PR #1108, opened 2015-03-31
Fix occasional NaNs in alpha channel with 3 channel images.

brechtvl:
We found an issue on Windows where the SIMD texture filtering code would sometimes generate NaNs in the alpha channel for 3 channel images.

What happens is that when doing an SIMD load of 4 floats, the 4th alpha channel value uses uninitialized memory. Note the pixel buffer is made big enough in `ImageCacheTile::memsize_needed()` to avoid reading past the end of the array so that's fine, the problem is uninitialized memory.

When the image size is not a multiple of the tile size, then tiles near the edge contain uninitialized values. Sometimes these are NaN. I don't know if the fact that these are uninitialized is a bug, if so then that should be fixed instead, but I'm not sure where exactly.

Here the fix is to use `blend0()` and `blend0not()` rather than multiplication with zero which doesn't filter out NaNs.

If you want to reliably reproduce this bug, you can apply this patch:
https://github.com/brechtvl/oiio/commit/51119ae23144b688d261f71303bd23dd960aa1f2

And run `testtex` with this image file:
https://github.com/brechtvl/oiio/raw/51119ae23144b688d261f71303bd23dd960aa1f2/green_exr.tex

### DIFF
--- a/src/libtexture/texturesys.cpp
+++ b/src/libtexture/texturesys.cpp
@@ -75,12 +75,12 @@ simd::float4 uchar2float4 (const unsigned char *c) {
 }
 
 
-static const OIIO_SIMD4_ALIGN float channel_masks[5][4] = {
-    { 0.0f, 0.0f, 0.0f, 0.0f },
-    { 1.0f, 0.0f, 0.0f, 0.0f },
-    { 1.0f, 1.0f, 0.0f, 0.0f },
-    { 1.0f, 1.0f, 1.0f, 0.0f },
-    { 1.0f, 1.0f, 1.0f, 1.0f }
+static const OIIO_SIMD4_ALIGN mask4 channel_masks[5] = {
+    mask4(false, false, false, false),
+    mask4(true,  false, false, false),
+    mask4(true,  true,  false, false),
+    mask4(true,  true,  true,  false),
+    mask4(true,  true,  true,  true),
 };
 
 }  // end anonymous namespace
@@ -1678,11 +1678,11 @@ TextureSystemImpl::sample_closest (int nsamples, const float *s_,
         accum += weight * texel_simd;
     }
 
-    simd::float4 channel_mask = *(simd::float4 *)(channel_masks[actualchannels]);
-    accum *= channel_mask;
+    simd::mask4 channel_mask = channel_masks[actualchannels];
+    accum = blend0(accum, channel_mask);
     if (nonfill < 1.0f && nchannels_result > actualchannels && options.fill) {
         // Add the weighted fill color
-        accum += ((1.0f - nonfill) * options.fill) * (simd::float4::One() - channel_mask);
+        accum += blend0not(float4((1.0f - nonfill) * options.fill), channel_mask);
     }
 
     *accum_ = accum;
@@ -1953,11 +1953,11 @@ TextureSystemImpl::sample_bilinear (int nsamples, const float *s_,
         }
     }
 
-    simd::float4 channel_mask = *(simd::float4 *)(channel_masks[actualchannels]);
-    accum *= channel_mask;
+    simd::mask4 channel_mask = channel_masks[actualchannels];
+    accum = blend0(accum, channel_mask);
     if (use_fill) {
         // Add the weighted fill color
-        accum += ((1.0f - nonfill) * options.fill) * (simd::float4::One() - channel_mask);
+        accum += blend0not(float4((1.0f - nonfill) * options.fill), channel_mask);
     }
 
     *accum_ = accum;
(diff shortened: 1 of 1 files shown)


fpsunflower:
I'm probably missing something obvious, but when reading only 3 channels, don't we just overwrite alpha with 1 at the end?

brechtvl:
Yes, that's the code that this patch is modifying, where it fills in the alpha, usually with 1.

The problem is that it makes the assumption that `0.0 * everything = 0.0`, but that's not the case with NaNs.

lgritz:
There may be an even better solution. I was just the other day thinking about this (not NaNs specifically, but just about how we fetch into the padded area).

When I first SIMD-ized the texture code, I didn't think there was a performant way to read anything but 4 adjacent floats, so I added the padding and multiply by a 1.0/0.0 mask to get rid of the unused values. But you are quite right -- multiplying by 0 would not fix a NaN in uninitialized memory.

But anyway, I was thinking that I had subsequently added simd::float4::load (float*vals,int n), which is capable of reading 4, 3, 2, or 1 float (making the rest 0.0), for each case using what I think is the most efficient way to load them. I had not known about efficient ways to read 2 or 3 floats when I first wrote the texture code. Before committing this, we should test your method (on real benchmark scenes) versus the simd.load(buf,3) technique, to see which has higher performance.

lgritz:
The reason I was musing about this was that I want to SIMD-ize the ImageBufAlgo code, but had struggled with the idea that if somebody constructs the kind of ImageBuf that "wraps" app image memory, it would not necessarily have the proper padding at the end, and I would be reading off the end of the buffer. In contemplating this, I realized that the load(ptr,n) would work. And further, I wondered if load(ptr,n) would be more efficient than load(ptr) + the masking operation in the texture code, and if so, switching may provide a slight speedup to texture.

This was literally just a few days ago that it occurred to me, and I had not yet gotten a chance to try it out and run benchmarks, am in the middle of working in an entirely different area of the code and don't want to lose my momentum.

It would be very easy for you to try this alternative, Brecht, and then we can use whichever gives better performance.

Apologies if my mis-timing has caused you to do unnecessary work.

fpsunflower:
The other implementation to benchmark would be `memset` of the padded area to 0, which would only incur a cost when reading the tile but be "free" after that.

brechtvl:
I think this patch is at least as fast as the current code in any case, as `_mm_and_ps()` and `_mm_andnot_ps()` are faster than `_mm_mul_ps()` (see [here](https://software.intel.com/sites/landingpage/IntrinsicsGuide/)). But if you want to try a better fix then that's fine with me of course.

fpsunflower:
That's true -- looking at your patch more carefully, its true that it should be just as fast if not faster than what we were doing before.

lgritz:
OK, if this is at least as fast and fixes the NaN problem, I will commit it, and then later go back and compare it to the partial-load approach (which I still need to explore to solve the ImageBuf padding problem.

lgritz:
LGTM. Will merge and backport to 1.5.

lgritz:
Merged.

lgritz:
I don't yet know why, but this change has been tracked down to be responsible for NaNs in the texture derivatives! Be careful. I'm looking into it.

brechtvl:
Oh, sorry about that, I missed that case, probably just need to do this:

```diff
diff --git a/src/libtexture/texturesys.cpp b/src/libtexture/texturesys.cpp
index c306638..af75723 100644
--- a/src/libtexture/texturesys.cpp
+++ b/src/libtexture/texturesys.cpp
@@ -1847,8 +1847,8 @@ TextureSystemImpl::sample_bilinear (int nsamples, const float *s_,

     *accum_ = accum;
     if (daccumds_) {
-        *daccumds_ = daccumds * channel_mask;
-        *daccumdt_ = daccumdt * channel_mask;
+        *daccumds_ = blend0(daccumds, channel_mask);
+        *daccumdt_ = blend0(daccumdt, channel_mask);
     }
     return true;
 }
@@ -2234,8 +2234,8 @@ TextureSystemImpl::sample_bicubic (int nsamples, const float *s_,

     *accum_ = accum;
     if (daccumds_) {
-        *daccumds_ = daccumds * channel_mask;
-        *daccumdt_ = daccumdt * channel_mask;
+        *daccumds_ = blend0(daccumds, channel_mask);
+        *daccumdt_ = blend0(daccumdt, channel_mask);
     }
     return true;
 }
```

lgritz:
oh, yeah, I think so

lgritz:
I backed out your change so we could do a build.

I will test your additional change and re-commit your work if that makes it ok.

lgritz:
And while I'm at it, I will augment the OIIO testsuite with at least one test that verifies that texture derivatives are ok. :-)

lgritz:
The testsuite DID have a test for derivs, and it did write the wrong image. But idiff said it was a match! Because it tested for filing if A-B > threshold, rather than passing if A-B < threshold. Remember that all greater and less comparisons fail when NaN is involved, so the particular case of all incorrect pixels being NaN would not be recognized as a mismatched image by idiff. Wowza!

lgritz:
Merged the fix back into master, Brecht. Works fine with those extra lines for the derivatives.
I'm backporting to 1.5 as well, just running the final tests and then will merge it.

brechtvl:
Thanks! And sorry for the trouble.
══════
Among the records, find every line with the word "nsamples" and copy it.

Response below
@@ -1678,11 +1678,11 @@ TextureSystemImpl::sample_closest (int nsamples, const float *s_,
@@ -1953,11 +1953,11 @@ TextureSystemImpl::sample_bilinear (int nsamples, const float *s_,
@@ -1847,8 +1847,8 @@ TextureSystemImpl::sample_bilinear (int nsamples, const float *s_,
@@ -2234,8 +2234,8 @@ TextureSystemImpl::sample_bicubic (int nsamples, const float *s_,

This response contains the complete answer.